MATERIAL PROVIDED ::
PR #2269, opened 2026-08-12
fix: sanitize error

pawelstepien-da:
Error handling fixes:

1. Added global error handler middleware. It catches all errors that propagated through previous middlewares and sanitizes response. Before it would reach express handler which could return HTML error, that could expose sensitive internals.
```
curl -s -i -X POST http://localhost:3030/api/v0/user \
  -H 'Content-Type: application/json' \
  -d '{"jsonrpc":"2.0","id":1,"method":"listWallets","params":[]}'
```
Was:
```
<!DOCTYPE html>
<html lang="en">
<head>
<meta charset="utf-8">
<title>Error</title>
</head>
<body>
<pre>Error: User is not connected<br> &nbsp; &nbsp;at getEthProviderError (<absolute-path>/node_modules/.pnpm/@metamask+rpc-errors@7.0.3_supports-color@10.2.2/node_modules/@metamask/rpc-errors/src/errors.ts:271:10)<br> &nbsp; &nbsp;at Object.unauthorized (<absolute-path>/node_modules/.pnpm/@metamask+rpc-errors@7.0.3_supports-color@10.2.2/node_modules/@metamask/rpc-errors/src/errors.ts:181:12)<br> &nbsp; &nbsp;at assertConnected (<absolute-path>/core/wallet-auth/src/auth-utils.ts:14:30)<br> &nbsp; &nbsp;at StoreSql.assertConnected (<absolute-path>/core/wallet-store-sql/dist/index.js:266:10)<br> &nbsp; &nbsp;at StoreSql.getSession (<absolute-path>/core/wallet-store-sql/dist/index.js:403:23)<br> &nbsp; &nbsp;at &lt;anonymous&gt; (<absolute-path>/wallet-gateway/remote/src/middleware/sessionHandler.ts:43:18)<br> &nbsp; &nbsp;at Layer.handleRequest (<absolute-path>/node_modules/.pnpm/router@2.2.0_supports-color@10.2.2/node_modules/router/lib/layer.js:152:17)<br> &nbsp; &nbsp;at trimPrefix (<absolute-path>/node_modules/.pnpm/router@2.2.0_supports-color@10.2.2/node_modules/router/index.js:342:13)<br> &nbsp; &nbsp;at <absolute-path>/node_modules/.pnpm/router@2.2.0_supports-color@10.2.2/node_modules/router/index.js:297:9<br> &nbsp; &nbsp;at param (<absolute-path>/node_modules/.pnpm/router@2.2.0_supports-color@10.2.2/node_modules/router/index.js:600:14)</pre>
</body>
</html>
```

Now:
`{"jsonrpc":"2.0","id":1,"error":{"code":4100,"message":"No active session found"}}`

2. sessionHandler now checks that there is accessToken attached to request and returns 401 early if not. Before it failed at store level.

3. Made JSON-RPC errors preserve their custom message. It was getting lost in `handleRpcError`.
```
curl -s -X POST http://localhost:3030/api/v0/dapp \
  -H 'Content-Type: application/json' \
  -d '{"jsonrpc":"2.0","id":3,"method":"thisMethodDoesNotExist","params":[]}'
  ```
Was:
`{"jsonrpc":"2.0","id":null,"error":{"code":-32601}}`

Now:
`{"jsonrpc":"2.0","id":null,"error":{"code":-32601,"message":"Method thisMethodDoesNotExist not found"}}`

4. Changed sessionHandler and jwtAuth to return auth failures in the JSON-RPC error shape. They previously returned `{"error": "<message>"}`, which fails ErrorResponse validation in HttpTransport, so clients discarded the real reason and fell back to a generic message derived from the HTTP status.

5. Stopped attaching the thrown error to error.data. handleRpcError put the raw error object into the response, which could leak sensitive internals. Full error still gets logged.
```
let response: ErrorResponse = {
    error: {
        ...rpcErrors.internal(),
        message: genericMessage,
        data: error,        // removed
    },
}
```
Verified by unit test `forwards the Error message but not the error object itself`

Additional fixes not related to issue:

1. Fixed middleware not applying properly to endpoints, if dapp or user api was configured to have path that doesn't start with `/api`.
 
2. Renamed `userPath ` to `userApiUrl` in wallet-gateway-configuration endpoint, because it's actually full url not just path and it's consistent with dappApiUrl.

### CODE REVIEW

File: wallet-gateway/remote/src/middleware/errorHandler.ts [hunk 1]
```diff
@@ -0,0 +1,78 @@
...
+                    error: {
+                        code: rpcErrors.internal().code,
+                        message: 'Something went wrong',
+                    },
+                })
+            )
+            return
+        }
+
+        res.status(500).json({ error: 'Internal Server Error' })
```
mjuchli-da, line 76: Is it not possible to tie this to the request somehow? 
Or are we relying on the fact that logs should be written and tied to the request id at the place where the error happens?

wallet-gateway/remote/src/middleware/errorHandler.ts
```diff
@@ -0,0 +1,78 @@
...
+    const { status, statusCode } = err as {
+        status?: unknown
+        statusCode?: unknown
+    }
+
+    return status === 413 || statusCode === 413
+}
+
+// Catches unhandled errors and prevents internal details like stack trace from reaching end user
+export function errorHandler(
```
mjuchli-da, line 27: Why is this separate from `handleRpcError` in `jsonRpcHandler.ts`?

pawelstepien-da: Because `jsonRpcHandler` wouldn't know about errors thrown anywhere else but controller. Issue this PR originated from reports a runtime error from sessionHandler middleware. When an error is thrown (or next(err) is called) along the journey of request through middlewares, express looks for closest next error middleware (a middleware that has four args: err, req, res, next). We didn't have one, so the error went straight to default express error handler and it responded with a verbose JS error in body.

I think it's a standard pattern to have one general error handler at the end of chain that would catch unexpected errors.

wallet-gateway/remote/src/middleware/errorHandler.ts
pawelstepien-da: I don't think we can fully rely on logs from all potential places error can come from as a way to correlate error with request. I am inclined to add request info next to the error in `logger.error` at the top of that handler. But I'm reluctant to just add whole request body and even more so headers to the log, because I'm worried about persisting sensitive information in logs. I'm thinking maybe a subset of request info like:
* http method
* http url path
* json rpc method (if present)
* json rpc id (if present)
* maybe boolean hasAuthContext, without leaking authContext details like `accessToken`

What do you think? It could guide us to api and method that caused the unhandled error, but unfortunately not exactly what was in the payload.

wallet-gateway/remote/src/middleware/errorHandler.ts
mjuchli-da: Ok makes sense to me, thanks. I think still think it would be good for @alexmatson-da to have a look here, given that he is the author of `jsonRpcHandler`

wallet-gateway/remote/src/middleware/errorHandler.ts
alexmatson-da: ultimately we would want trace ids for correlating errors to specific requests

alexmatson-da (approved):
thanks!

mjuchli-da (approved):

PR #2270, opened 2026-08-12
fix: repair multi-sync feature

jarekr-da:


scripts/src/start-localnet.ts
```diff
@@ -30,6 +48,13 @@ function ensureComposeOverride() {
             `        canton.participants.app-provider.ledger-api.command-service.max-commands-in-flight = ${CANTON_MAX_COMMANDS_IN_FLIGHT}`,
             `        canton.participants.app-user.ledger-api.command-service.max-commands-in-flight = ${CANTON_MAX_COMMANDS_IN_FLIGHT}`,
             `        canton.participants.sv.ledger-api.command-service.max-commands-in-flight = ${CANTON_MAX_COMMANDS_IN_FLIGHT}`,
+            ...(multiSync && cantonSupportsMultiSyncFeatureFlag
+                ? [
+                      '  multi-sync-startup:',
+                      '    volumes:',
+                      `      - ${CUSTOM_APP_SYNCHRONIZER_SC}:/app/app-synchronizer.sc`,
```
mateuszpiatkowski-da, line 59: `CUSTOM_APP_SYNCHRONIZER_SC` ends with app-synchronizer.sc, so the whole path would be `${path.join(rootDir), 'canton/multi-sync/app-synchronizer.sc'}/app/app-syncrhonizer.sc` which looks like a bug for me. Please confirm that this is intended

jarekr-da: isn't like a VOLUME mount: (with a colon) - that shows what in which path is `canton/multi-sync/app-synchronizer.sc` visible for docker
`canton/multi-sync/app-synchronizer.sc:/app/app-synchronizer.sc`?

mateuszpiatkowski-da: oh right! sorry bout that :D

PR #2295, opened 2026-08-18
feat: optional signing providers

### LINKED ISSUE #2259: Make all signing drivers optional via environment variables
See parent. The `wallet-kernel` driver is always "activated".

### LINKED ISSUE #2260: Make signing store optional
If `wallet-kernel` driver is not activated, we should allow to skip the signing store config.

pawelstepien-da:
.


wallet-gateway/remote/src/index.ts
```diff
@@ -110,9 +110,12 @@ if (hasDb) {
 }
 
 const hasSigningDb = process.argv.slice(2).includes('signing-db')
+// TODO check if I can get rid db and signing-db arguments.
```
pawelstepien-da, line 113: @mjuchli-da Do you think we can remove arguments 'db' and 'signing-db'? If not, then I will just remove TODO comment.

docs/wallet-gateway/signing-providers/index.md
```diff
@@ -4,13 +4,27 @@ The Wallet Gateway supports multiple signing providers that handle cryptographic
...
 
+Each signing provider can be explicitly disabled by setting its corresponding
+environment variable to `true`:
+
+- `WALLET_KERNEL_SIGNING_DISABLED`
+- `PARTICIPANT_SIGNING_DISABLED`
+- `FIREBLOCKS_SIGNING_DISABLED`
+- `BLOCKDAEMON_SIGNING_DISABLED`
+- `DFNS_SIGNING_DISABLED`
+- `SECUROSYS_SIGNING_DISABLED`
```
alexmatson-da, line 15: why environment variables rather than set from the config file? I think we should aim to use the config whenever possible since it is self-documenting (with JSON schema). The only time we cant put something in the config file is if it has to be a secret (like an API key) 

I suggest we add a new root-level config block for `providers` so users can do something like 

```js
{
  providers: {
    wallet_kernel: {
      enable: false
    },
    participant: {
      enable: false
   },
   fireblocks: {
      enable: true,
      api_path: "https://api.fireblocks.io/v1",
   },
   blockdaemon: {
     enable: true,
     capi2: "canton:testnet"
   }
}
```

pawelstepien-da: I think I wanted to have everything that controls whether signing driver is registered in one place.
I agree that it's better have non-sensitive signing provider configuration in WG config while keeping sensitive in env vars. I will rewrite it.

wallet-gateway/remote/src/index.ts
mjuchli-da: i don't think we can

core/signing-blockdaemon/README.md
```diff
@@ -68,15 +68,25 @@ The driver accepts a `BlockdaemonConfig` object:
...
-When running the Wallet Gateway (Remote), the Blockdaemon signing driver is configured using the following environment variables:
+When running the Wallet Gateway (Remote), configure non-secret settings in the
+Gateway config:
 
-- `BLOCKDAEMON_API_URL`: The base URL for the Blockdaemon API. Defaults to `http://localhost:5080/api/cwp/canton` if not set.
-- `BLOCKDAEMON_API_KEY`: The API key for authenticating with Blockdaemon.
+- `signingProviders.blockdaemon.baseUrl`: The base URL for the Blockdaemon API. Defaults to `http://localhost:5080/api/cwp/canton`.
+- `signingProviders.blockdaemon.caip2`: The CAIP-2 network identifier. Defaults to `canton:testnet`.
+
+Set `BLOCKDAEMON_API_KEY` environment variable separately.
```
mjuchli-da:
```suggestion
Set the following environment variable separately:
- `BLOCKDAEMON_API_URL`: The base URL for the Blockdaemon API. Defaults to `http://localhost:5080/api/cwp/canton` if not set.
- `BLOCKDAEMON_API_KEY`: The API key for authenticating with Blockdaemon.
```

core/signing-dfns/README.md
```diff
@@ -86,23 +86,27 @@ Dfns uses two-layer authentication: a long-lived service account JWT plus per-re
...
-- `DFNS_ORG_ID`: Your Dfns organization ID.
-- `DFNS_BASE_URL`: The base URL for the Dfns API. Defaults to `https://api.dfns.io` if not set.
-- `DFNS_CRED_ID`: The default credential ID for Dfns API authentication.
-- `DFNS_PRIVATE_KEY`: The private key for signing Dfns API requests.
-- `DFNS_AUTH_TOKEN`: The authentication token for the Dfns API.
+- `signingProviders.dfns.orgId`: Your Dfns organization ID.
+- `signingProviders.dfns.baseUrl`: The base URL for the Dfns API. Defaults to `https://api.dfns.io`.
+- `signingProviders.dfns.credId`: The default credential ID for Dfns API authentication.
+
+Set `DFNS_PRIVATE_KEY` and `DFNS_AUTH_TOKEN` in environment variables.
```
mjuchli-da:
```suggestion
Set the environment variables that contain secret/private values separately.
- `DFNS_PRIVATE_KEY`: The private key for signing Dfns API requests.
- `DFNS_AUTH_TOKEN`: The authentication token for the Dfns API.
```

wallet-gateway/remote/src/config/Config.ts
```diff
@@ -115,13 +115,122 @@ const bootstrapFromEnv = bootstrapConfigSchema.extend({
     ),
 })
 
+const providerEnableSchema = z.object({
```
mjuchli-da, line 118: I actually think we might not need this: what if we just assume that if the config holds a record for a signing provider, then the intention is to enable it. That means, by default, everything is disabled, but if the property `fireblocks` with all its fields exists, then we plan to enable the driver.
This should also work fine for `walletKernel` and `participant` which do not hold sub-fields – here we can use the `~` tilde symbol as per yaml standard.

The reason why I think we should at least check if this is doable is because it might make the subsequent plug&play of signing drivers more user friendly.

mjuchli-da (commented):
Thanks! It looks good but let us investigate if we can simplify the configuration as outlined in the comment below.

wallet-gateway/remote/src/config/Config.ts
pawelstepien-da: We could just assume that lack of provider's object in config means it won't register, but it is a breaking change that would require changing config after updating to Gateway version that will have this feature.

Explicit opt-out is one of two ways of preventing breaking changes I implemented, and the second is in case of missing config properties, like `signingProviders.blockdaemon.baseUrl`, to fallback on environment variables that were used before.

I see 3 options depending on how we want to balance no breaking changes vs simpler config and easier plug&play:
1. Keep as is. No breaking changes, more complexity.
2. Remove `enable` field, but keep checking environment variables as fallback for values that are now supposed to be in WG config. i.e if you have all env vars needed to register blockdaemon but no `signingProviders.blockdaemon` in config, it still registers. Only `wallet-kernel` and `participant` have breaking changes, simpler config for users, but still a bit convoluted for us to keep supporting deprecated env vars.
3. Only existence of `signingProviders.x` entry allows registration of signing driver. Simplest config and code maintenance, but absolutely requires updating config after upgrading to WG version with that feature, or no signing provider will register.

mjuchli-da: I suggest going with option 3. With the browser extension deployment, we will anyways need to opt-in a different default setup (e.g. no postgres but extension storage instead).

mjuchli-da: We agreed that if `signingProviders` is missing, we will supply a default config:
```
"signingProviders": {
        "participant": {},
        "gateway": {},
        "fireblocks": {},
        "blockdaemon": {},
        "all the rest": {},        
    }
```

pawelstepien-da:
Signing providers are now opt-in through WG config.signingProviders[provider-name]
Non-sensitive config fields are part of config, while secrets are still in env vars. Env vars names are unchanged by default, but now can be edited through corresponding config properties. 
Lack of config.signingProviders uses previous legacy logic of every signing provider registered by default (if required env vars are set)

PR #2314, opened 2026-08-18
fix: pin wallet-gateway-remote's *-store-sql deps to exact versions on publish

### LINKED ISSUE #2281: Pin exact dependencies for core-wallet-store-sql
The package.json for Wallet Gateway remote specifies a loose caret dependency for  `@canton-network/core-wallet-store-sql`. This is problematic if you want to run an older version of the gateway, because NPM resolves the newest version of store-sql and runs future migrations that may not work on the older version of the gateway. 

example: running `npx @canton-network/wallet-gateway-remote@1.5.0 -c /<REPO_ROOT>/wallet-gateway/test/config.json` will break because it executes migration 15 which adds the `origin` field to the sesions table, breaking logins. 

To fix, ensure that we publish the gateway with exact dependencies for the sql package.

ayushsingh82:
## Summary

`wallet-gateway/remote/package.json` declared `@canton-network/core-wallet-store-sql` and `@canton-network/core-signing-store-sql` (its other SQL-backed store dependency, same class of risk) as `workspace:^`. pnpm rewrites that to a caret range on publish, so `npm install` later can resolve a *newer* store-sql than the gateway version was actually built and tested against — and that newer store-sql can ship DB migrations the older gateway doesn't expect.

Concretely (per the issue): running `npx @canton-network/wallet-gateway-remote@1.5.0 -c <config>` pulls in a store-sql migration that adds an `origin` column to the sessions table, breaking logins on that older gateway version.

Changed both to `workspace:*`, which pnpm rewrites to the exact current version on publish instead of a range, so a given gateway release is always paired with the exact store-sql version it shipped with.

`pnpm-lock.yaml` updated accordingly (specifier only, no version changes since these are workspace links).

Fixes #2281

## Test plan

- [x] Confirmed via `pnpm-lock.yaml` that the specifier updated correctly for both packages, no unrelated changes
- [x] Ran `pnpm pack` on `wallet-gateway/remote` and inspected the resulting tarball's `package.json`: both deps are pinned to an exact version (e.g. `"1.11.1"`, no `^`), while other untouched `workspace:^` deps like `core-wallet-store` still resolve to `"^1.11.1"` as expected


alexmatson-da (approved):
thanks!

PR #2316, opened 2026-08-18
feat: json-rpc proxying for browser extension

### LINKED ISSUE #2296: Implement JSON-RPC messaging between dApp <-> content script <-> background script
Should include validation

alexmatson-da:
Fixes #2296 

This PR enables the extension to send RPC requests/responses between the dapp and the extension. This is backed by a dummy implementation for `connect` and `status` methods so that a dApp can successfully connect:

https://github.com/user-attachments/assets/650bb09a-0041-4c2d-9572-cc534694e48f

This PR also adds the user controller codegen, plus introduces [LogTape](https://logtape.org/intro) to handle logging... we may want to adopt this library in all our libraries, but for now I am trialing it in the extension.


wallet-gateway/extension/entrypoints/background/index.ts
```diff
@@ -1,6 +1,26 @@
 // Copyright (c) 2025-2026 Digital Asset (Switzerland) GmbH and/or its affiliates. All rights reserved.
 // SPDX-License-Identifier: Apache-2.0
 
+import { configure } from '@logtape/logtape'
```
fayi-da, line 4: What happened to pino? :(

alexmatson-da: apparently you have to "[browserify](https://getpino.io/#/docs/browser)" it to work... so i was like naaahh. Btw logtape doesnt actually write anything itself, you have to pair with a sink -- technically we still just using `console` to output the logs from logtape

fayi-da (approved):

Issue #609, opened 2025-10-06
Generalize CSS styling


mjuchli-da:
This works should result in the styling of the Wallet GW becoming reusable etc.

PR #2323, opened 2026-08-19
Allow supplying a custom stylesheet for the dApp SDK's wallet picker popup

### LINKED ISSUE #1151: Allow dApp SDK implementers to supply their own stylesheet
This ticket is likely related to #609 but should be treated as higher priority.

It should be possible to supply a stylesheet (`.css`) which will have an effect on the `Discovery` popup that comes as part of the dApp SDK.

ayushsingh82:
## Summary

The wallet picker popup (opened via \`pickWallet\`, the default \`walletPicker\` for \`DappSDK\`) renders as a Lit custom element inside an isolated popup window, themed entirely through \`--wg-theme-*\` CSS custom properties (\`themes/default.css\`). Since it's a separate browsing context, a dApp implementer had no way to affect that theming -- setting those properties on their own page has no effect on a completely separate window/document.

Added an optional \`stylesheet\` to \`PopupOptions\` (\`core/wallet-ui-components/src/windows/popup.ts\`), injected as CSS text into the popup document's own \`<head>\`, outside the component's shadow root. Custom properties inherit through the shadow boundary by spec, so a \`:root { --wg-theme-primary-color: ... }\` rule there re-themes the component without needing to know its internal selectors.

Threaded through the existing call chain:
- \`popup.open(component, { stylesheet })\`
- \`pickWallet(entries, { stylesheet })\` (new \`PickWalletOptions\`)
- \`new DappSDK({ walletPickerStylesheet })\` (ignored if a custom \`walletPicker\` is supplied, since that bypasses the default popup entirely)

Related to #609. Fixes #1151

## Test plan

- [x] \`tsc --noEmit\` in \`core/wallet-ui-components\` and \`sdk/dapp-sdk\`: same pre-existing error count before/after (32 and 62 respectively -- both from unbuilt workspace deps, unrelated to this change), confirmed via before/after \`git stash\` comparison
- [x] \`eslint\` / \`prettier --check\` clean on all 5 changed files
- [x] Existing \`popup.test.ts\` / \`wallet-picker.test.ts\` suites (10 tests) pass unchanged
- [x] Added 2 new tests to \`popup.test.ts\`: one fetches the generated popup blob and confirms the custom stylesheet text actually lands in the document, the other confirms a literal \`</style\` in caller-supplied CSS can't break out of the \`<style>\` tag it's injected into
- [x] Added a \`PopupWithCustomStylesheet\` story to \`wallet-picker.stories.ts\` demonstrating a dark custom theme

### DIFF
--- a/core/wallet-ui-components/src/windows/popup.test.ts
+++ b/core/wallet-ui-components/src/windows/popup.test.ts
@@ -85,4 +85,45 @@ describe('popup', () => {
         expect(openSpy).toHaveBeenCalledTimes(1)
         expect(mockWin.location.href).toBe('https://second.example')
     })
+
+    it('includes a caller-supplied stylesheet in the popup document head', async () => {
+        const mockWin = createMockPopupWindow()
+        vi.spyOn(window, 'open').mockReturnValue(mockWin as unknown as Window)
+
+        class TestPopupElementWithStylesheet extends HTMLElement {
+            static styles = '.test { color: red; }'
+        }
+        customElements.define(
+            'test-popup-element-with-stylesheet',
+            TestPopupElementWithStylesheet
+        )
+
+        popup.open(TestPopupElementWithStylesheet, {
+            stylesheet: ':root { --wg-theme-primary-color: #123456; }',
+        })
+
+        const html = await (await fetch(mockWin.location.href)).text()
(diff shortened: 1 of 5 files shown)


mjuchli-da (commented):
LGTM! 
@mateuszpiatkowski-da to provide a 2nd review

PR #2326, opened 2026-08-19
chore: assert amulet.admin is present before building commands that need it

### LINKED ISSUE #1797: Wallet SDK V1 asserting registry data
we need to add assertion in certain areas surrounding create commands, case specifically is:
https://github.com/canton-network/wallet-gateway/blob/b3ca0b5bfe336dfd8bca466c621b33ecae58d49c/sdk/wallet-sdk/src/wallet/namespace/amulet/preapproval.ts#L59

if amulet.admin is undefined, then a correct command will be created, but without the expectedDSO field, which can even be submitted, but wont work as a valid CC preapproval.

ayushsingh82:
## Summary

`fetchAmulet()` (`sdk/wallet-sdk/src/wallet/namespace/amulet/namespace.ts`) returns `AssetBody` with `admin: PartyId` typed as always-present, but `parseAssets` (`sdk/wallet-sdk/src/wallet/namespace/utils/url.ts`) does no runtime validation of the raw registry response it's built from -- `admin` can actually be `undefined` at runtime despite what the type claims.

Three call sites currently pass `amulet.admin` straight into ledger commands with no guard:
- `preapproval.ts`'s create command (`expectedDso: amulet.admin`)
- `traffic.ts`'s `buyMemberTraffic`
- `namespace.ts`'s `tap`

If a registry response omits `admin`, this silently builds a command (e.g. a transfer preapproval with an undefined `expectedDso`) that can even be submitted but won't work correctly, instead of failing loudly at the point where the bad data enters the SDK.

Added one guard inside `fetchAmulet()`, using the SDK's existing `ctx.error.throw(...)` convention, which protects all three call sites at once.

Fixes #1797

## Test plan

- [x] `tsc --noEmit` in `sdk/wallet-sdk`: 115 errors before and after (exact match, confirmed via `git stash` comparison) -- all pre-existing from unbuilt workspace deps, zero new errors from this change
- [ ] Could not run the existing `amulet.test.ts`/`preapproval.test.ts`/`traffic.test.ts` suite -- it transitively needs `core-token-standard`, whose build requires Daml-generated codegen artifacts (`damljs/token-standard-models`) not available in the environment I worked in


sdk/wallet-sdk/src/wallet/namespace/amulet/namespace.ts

REQUIREMENT :: Restate the listing word for word, but only from its first line through the line with "2. sessionHandler now", keeping both end lines.

YOUR RESPONSE ::
PR #2269, opened 2026-08-12
fix: sanitize error

pawelstepien-da:
Error handling fixes:

1. Added global error handler middleware. It catches all errors that propagated through previous middlewares and sanitizes response. Before it would reach express handler which could return HTML error, that could expose sensitive internals.
```
curl -s -i -X POST http://localhost:3030/api/v0/user \
  -H 'Content-Type: application/json' \
  -d '{"jsonrpc":"2.0","id":1,"method":"listWallets","params":[]}'
```
Was:
```
<!DOCTYPE html>
<html lang="en">
<head>
<meta charset="utf-8">
<title>Error</title>
</head>
<body>
<pre>Error: User is not connected<br> &nbsp; &nbsp;at getEthProviderError (<absolute-path>/node_modules/.pnpm/@metamask+rpc-errors@7.0.3_supports-color@10.2.2/node_modules/@metamask/rpc-errors/src/errors.ts:271:10)<br> &nbsp; &nbsp;at Object.unauthorized (<absolute-path>/node_modules/.pnpm/@metamask+rpc-errors@7.0.3_supports-color@10.2.2/node_modules/@metamask/rpc-errors/src/errors.ts:181:12)<br> &nbsp; &nbsp;at assertConnected (<absolute-path>/core/wallet-auth/src/auth-utils.ts:14:30)<br> &nbsp; &nbsp;at StoreSql.assertConnected (<absolute-path>/core/wallet-store-sql/dist/index.js:266:10)<br> &nbsp; &nbsp;at StoreSql.getSession (<absolute-path>/core/wallet-store-sql/dist/index.js:403:23)<br> &nbsp; &nbsp;at &lt;anonymous&gt; (<absolute-path>/wallet-gateway/remote/src/middleware/sessionHandler.ts:43:18)<br> &nbsp; &nbsp;at Layer.handleRequest (<absolute-path>/node_modules/.pnpm/router@2.2.0_supports-color@10.2.2/node_modules/router/lib/layer.js:152:17)<br> &nbsp; &nbsp;at trimPrefix (<absolute-path>/node_modules/.pnpm/router@2.2.0_supports-color@10.2.2/node_modules/router/index.js:342:13)<br> &nbsp; &nbsp;at <absolute-path>/node_modules/.pnpm/router@2.2.0_supports-color@10.2.2/node_modules/router/index.js:297:9<br> &nbsp; &nbsp;at param (<absolute-path>/node_modules/.pnpm/router@2.2.0_supports-color@10.2.2/node_modules/router/index.js:600:14)</pre>
</body>
</html>
```

Now:
`{"jsonrpc":"2.0","id":1,"error":{"code":4100,"message":"No active session found"}}`

2. sessionHandler now checks that there is accessToken attached to request and returns 401 early if not. Before it failed at store level.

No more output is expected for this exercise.